- _TO DO_: Working from the records below, repeat exactly the lines starting at the line that contains "PR #5168, opened 2026-03-16" and ending at the line that contains "When you look", inclusive.

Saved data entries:

⁂

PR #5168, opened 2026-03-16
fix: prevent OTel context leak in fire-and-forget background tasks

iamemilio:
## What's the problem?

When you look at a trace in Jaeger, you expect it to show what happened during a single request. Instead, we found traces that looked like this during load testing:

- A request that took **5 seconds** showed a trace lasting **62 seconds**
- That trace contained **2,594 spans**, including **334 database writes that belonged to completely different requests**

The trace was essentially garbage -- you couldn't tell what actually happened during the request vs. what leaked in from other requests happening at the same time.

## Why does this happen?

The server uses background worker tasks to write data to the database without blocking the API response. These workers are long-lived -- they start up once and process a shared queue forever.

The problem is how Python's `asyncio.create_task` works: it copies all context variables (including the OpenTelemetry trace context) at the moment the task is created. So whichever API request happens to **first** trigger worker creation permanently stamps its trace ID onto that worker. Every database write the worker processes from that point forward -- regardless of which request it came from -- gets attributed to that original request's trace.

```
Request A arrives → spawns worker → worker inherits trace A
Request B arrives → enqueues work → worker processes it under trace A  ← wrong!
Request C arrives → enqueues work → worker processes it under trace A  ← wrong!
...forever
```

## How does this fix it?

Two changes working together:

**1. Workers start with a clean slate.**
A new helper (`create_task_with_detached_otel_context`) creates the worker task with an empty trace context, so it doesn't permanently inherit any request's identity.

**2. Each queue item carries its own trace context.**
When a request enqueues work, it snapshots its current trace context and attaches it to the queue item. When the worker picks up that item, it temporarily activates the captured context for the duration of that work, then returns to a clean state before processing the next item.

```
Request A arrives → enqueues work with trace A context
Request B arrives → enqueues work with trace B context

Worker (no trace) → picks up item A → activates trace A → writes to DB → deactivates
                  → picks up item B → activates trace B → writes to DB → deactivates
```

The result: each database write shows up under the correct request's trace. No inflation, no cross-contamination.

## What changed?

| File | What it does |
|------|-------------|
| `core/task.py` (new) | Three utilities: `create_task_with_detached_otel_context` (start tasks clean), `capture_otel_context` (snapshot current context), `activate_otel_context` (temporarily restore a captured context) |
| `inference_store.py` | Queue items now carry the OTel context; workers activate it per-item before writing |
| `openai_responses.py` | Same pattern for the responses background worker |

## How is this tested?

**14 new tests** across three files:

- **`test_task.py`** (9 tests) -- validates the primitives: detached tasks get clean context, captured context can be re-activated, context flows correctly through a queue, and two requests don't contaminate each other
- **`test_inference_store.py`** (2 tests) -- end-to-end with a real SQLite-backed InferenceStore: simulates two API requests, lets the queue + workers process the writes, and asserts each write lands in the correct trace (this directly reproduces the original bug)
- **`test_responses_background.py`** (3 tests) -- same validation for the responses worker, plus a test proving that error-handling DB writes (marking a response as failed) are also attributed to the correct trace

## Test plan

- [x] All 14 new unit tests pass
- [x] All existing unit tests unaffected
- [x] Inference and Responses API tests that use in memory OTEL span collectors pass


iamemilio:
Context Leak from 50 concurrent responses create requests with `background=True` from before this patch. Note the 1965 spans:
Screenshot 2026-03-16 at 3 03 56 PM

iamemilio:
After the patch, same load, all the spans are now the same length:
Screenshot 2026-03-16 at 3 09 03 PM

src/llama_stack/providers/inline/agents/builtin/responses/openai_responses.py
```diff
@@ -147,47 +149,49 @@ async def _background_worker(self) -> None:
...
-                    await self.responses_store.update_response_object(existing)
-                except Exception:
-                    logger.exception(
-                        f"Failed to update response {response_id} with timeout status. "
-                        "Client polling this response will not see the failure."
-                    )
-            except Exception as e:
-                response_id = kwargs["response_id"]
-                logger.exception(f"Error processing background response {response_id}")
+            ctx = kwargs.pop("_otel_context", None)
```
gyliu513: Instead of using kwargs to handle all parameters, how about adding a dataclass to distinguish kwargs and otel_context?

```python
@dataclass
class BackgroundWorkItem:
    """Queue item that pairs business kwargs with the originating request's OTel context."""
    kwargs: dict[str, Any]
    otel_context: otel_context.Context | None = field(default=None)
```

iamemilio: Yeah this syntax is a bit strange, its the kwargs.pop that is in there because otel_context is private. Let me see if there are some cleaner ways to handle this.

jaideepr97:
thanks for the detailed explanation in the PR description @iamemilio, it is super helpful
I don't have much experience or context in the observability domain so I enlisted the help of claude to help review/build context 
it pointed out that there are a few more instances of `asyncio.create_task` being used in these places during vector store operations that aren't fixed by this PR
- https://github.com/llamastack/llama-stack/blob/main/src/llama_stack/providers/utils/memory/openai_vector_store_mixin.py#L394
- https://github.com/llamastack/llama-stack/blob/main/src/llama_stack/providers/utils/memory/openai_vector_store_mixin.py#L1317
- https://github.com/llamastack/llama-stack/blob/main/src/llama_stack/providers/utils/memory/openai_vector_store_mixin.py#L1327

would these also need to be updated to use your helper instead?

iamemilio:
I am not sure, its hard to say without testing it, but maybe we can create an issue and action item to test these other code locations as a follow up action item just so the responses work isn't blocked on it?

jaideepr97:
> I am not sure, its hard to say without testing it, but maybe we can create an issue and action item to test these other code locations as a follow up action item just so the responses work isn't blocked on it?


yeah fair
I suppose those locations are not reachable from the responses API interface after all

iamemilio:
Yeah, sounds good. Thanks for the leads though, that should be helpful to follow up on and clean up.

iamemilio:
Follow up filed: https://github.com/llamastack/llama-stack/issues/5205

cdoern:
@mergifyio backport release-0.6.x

⁂

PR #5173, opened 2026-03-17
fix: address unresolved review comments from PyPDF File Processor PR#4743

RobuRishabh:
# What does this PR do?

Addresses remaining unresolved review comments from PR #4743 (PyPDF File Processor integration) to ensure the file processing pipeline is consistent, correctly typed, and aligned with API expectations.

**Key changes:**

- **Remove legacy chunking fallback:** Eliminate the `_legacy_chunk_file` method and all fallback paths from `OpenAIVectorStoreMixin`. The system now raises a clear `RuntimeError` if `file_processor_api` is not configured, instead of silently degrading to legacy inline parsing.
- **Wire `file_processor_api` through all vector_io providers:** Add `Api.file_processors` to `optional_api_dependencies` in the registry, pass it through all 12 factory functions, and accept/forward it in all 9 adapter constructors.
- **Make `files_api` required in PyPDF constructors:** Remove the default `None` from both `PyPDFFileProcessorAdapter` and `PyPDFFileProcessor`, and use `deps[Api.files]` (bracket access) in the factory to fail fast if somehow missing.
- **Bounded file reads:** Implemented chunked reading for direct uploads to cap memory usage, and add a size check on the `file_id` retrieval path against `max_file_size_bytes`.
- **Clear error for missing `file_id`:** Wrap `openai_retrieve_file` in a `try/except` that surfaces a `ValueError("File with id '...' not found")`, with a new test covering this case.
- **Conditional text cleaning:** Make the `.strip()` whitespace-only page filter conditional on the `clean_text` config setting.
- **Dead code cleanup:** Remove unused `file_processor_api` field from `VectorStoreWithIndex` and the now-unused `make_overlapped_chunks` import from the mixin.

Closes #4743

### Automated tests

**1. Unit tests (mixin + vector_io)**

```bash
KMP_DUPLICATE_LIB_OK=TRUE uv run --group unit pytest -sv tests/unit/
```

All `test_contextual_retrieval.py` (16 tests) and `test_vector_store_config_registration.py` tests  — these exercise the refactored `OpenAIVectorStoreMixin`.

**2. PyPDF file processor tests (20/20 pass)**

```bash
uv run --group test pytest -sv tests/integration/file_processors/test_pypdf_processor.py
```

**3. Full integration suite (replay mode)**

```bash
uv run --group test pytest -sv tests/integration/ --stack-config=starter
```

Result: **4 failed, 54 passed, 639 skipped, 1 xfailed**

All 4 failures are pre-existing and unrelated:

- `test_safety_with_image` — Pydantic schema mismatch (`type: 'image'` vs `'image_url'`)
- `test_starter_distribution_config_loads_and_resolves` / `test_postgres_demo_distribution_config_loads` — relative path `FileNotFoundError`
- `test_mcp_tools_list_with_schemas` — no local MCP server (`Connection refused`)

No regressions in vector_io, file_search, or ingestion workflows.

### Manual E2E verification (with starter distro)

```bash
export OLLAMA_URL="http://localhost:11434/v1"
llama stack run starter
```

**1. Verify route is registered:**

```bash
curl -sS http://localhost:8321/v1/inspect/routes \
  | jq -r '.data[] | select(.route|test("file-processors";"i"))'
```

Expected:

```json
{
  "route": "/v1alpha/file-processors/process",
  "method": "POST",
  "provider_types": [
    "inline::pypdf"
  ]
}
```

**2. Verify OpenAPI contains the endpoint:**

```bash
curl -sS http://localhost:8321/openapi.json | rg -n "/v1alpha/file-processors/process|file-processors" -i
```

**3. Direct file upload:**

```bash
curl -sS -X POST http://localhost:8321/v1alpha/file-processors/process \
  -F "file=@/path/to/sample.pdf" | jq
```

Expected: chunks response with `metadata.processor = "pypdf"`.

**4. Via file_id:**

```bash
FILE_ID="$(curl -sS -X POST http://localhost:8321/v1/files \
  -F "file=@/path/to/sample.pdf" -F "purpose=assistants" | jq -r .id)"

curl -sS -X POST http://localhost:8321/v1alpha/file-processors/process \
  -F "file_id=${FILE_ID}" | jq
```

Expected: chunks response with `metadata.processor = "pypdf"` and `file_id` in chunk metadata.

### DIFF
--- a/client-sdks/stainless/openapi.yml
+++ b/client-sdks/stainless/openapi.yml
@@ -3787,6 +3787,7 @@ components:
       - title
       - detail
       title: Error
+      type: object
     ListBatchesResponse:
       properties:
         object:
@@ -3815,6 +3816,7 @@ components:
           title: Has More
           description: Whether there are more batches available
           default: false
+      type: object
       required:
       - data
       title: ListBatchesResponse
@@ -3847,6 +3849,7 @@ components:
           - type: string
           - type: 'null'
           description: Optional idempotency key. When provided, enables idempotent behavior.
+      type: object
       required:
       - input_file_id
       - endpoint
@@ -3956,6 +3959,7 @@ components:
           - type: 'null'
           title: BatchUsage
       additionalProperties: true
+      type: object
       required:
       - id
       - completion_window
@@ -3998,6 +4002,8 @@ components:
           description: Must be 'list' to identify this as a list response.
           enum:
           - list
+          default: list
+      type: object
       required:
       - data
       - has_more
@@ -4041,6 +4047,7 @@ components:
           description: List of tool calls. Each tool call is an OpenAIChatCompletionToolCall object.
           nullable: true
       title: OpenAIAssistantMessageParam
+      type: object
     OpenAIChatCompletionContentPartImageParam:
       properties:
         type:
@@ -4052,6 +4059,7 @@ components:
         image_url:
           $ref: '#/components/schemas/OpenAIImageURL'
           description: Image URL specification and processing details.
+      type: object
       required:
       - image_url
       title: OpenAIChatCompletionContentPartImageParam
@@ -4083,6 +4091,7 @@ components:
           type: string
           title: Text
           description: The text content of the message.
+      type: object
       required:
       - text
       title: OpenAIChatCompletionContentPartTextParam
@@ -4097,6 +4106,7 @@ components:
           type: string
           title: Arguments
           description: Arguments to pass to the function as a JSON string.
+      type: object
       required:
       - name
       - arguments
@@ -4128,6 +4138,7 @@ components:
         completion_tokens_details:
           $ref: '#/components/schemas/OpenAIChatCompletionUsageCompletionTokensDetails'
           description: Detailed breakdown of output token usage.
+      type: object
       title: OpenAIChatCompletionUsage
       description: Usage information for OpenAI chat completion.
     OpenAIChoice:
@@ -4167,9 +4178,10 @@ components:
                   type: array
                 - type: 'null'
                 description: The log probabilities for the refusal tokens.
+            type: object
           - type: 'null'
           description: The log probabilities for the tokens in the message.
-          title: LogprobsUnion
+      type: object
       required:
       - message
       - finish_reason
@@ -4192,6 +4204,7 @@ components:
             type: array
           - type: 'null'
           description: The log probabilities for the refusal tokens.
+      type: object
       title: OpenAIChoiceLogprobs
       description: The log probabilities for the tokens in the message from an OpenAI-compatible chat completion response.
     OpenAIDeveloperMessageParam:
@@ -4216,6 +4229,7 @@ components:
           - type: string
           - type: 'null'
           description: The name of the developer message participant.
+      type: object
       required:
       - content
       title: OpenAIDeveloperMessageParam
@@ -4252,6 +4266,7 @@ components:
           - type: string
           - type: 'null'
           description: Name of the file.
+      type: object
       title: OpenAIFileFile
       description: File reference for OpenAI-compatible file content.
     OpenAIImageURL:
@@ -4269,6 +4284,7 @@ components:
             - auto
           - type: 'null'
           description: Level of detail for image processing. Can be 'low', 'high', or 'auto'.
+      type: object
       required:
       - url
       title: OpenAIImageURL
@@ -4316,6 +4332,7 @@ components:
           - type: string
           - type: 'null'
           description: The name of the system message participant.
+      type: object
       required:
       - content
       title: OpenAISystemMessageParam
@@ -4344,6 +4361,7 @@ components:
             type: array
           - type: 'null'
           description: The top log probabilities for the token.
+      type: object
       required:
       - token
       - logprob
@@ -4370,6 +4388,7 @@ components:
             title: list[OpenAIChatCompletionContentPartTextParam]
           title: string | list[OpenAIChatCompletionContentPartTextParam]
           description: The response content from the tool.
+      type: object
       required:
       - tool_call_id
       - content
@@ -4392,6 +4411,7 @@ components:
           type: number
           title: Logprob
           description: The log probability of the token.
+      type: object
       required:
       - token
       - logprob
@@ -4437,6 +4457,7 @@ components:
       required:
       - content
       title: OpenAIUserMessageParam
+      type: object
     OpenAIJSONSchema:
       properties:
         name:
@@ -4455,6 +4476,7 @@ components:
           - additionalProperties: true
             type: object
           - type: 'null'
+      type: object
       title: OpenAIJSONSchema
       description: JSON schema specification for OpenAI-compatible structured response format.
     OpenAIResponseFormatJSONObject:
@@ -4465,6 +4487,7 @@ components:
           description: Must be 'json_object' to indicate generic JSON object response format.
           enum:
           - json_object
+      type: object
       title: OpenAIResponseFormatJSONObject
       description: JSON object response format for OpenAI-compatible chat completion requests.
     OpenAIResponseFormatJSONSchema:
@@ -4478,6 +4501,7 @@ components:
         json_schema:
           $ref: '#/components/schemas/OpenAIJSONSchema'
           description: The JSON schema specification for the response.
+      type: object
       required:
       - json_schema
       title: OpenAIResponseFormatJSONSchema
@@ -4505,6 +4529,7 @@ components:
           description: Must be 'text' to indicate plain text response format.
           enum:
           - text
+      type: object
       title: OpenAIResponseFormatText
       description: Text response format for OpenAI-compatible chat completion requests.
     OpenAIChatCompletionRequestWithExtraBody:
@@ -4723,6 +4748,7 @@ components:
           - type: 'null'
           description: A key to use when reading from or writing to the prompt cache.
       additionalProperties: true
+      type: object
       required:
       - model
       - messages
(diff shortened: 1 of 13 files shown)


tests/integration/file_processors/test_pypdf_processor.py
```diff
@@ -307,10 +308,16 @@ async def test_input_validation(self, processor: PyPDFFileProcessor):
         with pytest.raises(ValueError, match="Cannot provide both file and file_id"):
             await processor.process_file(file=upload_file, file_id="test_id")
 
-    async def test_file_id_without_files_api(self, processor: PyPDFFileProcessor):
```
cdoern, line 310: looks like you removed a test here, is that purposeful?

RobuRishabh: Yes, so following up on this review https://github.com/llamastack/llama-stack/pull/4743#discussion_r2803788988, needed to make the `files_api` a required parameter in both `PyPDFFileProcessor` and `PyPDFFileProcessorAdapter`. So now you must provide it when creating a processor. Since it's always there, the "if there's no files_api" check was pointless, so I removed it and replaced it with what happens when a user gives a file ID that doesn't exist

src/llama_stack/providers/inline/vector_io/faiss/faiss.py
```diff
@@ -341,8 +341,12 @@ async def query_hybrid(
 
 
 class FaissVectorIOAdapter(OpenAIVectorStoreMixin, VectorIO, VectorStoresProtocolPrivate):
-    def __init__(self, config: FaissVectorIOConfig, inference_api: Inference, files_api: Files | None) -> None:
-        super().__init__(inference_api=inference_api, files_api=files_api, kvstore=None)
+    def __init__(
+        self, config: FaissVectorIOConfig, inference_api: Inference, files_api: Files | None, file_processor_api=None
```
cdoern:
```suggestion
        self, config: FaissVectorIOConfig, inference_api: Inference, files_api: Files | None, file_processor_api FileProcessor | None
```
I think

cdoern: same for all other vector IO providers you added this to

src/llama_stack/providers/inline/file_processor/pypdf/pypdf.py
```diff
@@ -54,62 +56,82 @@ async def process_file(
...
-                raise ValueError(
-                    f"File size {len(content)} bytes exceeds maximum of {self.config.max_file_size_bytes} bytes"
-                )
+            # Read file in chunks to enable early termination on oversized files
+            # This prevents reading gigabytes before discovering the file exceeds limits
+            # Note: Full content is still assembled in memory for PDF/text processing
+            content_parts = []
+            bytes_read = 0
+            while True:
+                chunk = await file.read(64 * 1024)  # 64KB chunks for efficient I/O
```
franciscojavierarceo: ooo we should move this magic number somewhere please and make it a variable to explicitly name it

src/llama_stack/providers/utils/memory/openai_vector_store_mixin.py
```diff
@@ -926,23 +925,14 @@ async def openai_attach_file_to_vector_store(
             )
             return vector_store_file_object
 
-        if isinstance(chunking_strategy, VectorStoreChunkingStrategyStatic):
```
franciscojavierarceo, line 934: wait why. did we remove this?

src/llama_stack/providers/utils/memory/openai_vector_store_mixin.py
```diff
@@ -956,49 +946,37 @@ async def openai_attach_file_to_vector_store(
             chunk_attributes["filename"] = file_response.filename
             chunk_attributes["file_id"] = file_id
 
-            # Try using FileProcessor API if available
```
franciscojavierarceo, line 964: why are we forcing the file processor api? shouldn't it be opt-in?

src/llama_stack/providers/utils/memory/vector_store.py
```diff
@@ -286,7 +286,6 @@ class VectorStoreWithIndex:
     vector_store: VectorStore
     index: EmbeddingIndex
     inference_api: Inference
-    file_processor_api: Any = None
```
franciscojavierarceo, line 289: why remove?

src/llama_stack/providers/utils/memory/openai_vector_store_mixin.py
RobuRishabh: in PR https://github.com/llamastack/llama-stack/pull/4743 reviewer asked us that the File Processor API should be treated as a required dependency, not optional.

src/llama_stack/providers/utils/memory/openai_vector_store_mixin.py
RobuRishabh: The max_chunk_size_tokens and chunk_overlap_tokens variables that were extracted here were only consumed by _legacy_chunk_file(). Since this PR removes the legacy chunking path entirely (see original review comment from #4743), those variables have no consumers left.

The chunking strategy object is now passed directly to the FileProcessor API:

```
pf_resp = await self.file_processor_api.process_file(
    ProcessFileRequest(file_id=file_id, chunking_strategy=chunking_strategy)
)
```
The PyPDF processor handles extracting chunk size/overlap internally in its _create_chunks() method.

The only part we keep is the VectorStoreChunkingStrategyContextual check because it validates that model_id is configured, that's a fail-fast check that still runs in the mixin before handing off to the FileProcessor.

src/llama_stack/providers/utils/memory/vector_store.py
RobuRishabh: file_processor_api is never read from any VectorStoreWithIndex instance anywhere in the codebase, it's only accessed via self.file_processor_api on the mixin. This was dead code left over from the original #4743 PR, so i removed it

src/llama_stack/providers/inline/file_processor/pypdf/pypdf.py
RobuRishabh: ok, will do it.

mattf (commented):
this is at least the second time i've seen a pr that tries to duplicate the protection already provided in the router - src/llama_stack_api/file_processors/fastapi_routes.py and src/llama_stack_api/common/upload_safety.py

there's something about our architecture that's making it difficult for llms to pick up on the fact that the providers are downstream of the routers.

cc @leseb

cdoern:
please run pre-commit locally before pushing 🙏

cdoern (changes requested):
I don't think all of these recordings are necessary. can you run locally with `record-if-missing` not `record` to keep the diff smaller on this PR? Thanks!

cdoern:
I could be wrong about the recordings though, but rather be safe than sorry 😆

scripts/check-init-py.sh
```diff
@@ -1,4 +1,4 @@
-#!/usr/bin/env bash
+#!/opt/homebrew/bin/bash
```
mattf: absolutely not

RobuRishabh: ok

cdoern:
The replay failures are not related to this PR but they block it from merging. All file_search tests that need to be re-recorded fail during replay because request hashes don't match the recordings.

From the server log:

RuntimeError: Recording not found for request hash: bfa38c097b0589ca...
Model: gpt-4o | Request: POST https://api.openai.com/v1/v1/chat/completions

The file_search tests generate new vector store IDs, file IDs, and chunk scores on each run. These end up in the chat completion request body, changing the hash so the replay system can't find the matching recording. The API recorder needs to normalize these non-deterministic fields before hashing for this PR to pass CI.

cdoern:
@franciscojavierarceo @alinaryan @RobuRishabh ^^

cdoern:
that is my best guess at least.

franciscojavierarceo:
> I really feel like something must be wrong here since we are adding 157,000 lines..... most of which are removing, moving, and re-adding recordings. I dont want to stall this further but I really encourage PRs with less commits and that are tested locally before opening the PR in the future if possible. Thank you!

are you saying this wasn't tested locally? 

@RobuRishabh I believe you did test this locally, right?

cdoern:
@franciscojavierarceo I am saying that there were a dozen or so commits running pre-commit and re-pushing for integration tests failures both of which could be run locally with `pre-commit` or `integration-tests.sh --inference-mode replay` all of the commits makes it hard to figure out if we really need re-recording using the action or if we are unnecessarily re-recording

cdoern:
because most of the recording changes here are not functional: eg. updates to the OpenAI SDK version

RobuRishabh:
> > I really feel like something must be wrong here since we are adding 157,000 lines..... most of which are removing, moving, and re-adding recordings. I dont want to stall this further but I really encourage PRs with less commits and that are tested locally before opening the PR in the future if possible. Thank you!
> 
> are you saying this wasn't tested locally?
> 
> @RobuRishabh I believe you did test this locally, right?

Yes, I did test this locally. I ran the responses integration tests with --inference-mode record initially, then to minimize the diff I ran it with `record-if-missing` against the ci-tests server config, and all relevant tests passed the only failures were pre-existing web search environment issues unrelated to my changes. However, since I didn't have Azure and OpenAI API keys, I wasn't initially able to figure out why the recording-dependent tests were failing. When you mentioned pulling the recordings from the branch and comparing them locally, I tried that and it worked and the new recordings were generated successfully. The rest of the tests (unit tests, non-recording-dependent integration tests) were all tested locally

⁂

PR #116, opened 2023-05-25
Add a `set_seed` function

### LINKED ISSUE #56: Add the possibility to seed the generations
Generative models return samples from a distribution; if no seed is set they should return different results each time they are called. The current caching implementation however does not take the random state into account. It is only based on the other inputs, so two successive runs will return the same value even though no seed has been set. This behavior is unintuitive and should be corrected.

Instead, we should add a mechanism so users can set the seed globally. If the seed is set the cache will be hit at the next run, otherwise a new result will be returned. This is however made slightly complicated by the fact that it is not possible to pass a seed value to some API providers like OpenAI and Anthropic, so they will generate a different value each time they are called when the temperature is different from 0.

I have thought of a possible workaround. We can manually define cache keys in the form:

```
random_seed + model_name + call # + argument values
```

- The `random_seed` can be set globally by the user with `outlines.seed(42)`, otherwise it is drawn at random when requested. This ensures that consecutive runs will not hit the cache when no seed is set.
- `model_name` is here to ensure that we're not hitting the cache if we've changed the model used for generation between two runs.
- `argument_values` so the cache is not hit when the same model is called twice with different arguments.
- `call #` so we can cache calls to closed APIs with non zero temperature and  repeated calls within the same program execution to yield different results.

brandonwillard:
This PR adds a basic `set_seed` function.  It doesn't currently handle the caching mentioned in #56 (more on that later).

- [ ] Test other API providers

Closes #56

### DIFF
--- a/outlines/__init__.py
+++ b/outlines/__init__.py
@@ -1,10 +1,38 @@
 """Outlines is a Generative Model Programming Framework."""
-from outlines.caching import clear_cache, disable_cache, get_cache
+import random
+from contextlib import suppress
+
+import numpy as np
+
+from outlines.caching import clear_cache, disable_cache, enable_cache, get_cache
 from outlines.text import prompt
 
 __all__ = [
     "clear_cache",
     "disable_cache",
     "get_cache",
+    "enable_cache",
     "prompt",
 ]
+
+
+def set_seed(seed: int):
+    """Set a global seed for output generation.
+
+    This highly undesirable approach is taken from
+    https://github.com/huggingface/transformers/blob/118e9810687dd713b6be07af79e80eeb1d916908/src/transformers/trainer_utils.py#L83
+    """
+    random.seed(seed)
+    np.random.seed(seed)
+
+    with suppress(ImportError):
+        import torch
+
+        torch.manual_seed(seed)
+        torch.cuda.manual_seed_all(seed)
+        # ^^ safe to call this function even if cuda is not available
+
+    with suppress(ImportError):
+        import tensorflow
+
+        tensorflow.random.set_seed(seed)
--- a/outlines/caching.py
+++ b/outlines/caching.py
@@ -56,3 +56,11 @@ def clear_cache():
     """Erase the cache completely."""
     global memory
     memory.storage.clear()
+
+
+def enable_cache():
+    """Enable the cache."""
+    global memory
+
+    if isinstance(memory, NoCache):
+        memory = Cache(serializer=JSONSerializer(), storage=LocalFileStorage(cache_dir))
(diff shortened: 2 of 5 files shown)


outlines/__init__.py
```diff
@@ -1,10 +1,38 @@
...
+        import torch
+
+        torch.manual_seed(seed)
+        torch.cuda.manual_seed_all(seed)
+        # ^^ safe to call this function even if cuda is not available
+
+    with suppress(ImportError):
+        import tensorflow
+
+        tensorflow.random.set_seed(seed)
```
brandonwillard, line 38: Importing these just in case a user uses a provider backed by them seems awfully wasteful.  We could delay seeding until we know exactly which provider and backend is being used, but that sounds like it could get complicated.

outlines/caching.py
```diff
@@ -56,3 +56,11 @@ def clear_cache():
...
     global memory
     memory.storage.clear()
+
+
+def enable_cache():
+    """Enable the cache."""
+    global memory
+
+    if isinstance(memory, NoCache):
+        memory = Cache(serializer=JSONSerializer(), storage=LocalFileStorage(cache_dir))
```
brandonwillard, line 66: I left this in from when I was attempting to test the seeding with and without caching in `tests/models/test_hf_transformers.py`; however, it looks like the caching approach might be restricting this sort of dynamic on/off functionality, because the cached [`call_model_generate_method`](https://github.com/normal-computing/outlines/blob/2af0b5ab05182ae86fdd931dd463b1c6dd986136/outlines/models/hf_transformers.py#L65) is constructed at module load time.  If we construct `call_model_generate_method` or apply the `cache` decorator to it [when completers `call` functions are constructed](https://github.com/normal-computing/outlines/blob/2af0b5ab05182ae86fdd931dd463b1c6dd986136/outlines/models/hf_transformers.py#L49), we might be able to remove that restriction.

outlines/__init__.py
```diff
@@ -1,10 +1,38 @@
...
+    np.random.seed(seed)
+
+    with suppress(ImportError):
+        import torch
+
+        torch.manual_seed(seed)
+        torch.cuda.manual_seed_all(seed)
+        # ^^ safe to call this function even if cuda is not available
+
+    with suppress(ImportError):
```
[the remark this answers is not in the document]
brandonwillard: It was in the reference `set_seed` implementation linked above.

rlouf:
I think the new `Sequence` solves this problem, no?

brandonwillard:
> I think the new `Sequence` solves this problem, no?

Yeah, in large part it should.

⁂

- _THE ANSWER_:
PR #5168, opened 2026-03-16
fix: prevent OTel context leak in fire-and-forget background tasks

iamemilio:
## What's the problem?

When you look at a trace in Jaeger, you expect it to show what happened during a single request. Instead, we found traces that looked like this during load testing:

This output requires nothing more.